A narrativa de Ester
Aconteceu que, quando voltei de Deal para casa, encontrei um bilhete de Cady Jellyby (como sempre continuamos a chamá-la), informando-me que sua saúde, que fora por algum tempo bastante delicada tinha piorado, e que ela se sentiria muito mais alegre do que poderia exprimi-lo se eu fosse vê-la. Era um bilhete de poucas linhas, escrito da cama onde ela jazia e incluído dentro de outro de seu marido, o qual, escrevendo-me, secundava seu pedido com grande solicitude. Caddy era agora a mãe e eu a madrinha de uma pobre criança, um pingo de gente, de carinha fina e engelhada, com uma fisionomia de traços indefiníveis, e uma mãozinha esquelética, de dedos finos, sempre fechada por baixo do queixo. Ficava desse jeito o dia inteiro, com os brilhantes pontinhos dos olhos abertos, pensando (como eu costumava imaginar) como acontecera ser ela assim tão pequena e tão fraca. Quando a tiravam de um lugar, chorava, mas em todas as outras ocasiões se mostrava tão paciente que o único desejo de sua vida parecia que era ficar quieta e pensar. Tinha no rosto curiosas veiazinhas escuras e curiosas manchinhas pretas sob os olhos, como se fossem apagadas lembranças dos dias em que a pobre Caddy lidava sempre com tinta. E a todos quantos não estavam acostumados com ela, o vê-la daquela forma causava pena.
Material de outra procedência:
PR #1134, opened 2022-07-05
fix: add more error info on missing functions folders

danez:

#### Summary

For https://github.com/netlify/pod-compute/issues/108

Throws underlying errors if the error is not a FileNotFound Error.

### DIFF
--- a/src/utils/fs.ts
+++ b/src/utils/fs.ts
@@ -48,11 +48,14 @@ export const listFunctionsDirectories = async function (srcFolders: string[]) {
   const validDirectories = filenamesByDirectory
     .map((result) => {
       if (result.status === 'rejected') {
-        if (result.reason instanceof Error && (result.reason as NodeJS.ErrnoException).code !== 'ENOENT') {
-          throw result.reason
+        // If the error is about `ENOENT` (FileNotFound) then we only throw later if this happens
+        // for all directories.
+        if (result.reason instanceof Error && (result.reason as NodeJS.ErrnoException).code === 'ENOENT') {
+          return null
         }
 
-        return null
+        // In any other error case besides `ENOENT` throw immediately
+        throw result.reason
       }
 
       return result.value
--- a/src/utils/fs.ts
+++ b/src/utils/fs.ts
@@ -41,34 +41,36 @@ export const safeUnlink = async (path: string) => {
 // filenames within those directories, if at least one of the directories
 // exists. If not, an error is thrown.
 export const listFunctionsDirectories = async function (srcFolders: string[]) {
-  const filenamesByDirectory = await Promise.all(
-    srcFolders.map(async (srcFolder) => {
-      try {
-        const filenames = await listFunctionsDirectory(srcFolder)
+  const filenamesByDirectory = await Promise.allSettled(
+    srcFolders.map((srcFolder) => listFunctionsDirectory(srcFolder)),
+  )
+  const errorMessages: string[] = []
+  const validDirectories = filenamesByDirectory
+    .map((result) => {
+      if (result.status === 'rejected') {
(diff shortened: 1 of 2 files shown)


src/utils/fs.ts
```diff
@@ -41,34 +41,34 @@ export const safeUnlink = async (path: string) => {
...
+${errorMessages.join('\n')}`)
   }
 
   return validDirectories.flat()
 }
 
-export const listFunctionsDirectory = async function (srcFolder: string) {
-  try {
-    const filenames = await fs.readdir(srcFolder)
+const listFunctionsDirectory = async function (srcFolder: string) {
```
danez, line 68: I removed the export as it is nowhere used outside this file, and also is not a Public API.

src/utils/fs.ts
```diff
@@ -41,34 +41,34 @@ export const safeUnlink = async (path: string) => {
...
+  const filenames = await fs.readdir(srcFolder)
 
-    return filenames.map((name) => join(srcFolder, name))
-  } catch {
-    throw new Error(`Functions folder does not exist: ${srcFolder}`)
-  }
```
danez, line 71: As we do not export it we do not need to catch anymore, because the error will be matched in the function above.

src/utils/fs.ts
```diff
@@ -41,34 +41,34 @@ export const safeUnlink = async (path: string) => {
...
-  const validDirectories = filenamesByDirectory.filter(nonNullable)
+
+      return result.value
+    })
+    .filter(nonNullable)
 
   if (validDirectories.length === 0) {
-    throw new Error(`Functions folder does not exist: ${srcFolders.join(', ')}`)
+    throw new Error(`Functions folders do not exist: ${srcFolders.join(', ')}
+${errorMessages.join('\n')}`)
```
eduardoboucas, line 62: I understand that you're doing this to capture additional information about the error for debugging purposes, but I worry this will add noise and confusion to an error message that was short and to the point. Any thoughts on how we could access this information without adding noise to the actual message we present to users?

danez: But the error message might also not be accurate. If for whatever reason there is an IO error, we still show this message, even though It might be a different error. (I think this is what actually happened in https://github.com/netlify/pod-compute/issues/108, because in the build logs it first prints the functions it found in these folders and then an error that the functions folders do not exist.)

But to your point: We could introduce a logLevel, that is by default different in build and cli.

danez: Other solution would be to check if the error is `fileNotFound` for our nice error and otherwise let the error bubble.

danez: Done

src/utils/fs.ts
```diff
@@ -41,34 +41,36 @@ export const safeUnlink = async (path: string) => {
...
-      try {
-        const filenames = await listFunctionsDirectory(srcFolder)
+  const filenamesByDirectory = await Promise.allSettled(
+    srcFolders.map((srcFolder) => listFunctionsDirectory(srcFolder)),
+  )
+  const errorMessages: string[] = []
+  const validDirectories = filenamesByDirectory
+    .map((result) => {
+      if (result.status === 'rejected') {
+        if (result.reason instanceof Error && (result.reason as NodeJS.ErrnoException).code !== 'ENOENT') {
```
danez, line 51: For some reason Error does not contain `code`, so this is the workaround.

eduardoboucas, line 51: Not a big deal, but I think this would be a bit easier to understand if we inverted the logic to treat `ENOENT` as the special case — i.e. if the error is `ENOENT` we return `null`, otherwise we throw. Might also be good to add a comment explaining the intent.

eduardoboucas (approved):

Mas bastava que Caddy estivesse acostumada com ela. Os projetos com que ia distraindo sua doença para a educação da pequena Ester, para o casamento da pequena Ester e até mesmo para a sua própria velhice, como avó das Esterzinhas da pequena Ester, eram tão lindamente expressivos do devotamento àquele orgulho da sua vida, que eu gostaria de recordar alguns deles, se não me lembrasse em tempo de que vou indo muito irregularmente nesta narrativa.
Mas voltemos à carta. Caddy tinha uma espécie de superstição a meu respeito, que se fortalecera em sua mente desde aquela longínqua noite em que ela adormecera com a cabeça no meu regaço. Acreditava quase — penso que posso dizer piamente — que eu lhe fazia bem sempre que me achava perto dela. Ora, posto que isso era uma fantasia tal da afetiva moça que quase me envergonho de mencioná-la, contudo podia ter toda a força de um fato quando ela estava realmente doente. Portanto, parti a toda a pressa para a casa de Caddy, com consentimento de meu tutor, e ela e Príncipe me trataram de um modo que nunca vi igual. No dia seguinte fui de novo ficar com ela, e ainda no terceiro dia. Era uma viagem muito fácil, pois tinha apenas de levantar-me um pouco mais cedo e, antes de sair, tomar as providências exigidas pelo arranjo da casa. Mas depois que fiz estas três visitas, meu tutor me disse, quando voltei à noite: — Agora, mulherzinha, não faça mais isto. Água mole em pedra dura tanto dá até que fura, e muita viagem de carro acabará fatigando Dª Durden. Iremos para Londres por algum tempo, tomar posse da nossa velha residência.
— Por minha causa não, meu caro tutor — disse eu —, pois nunca me sinto cansada — o que era estritamente verdadeiro. Sentia-me até muito feliz de ser assim procurada.
— Por minha causa então — respondeu meu tutor — ou por causa de Ada, ou por causa de nós ambos. Creio que amanhã é o aniversário de alguém.
— Creio que sim — disse eu, beijando minha querida, que faria vinte e um anos no dia seguinte.
— Bem — observou meu tutor, meio brincando, meio sério —, é essa uma grande data, e eu darei à minha prima algum negócio necessário a fazer, como afirmação de sua independência, e tornaremos nossa morada de Londres mais adequada a todos nós. Portanto, para Londres! Estando isso decidido, há outra coisa. Como deixou você Caddy?
— Nada bem, tutor. Creio que passará algum tempo até que ela recobre a saúde e as forças.
— O que é que você chama algum tempo? — perguntou meu tutor, preocupado.
— Algumas semanas, acho eu.
— Ah! — Ele começou a passear pela sala com as mãos nos bolsos, mostrando que estivera a pensar outro tanto. — E que diz você a respeito do médico que a trata? É bom médico, meu bem?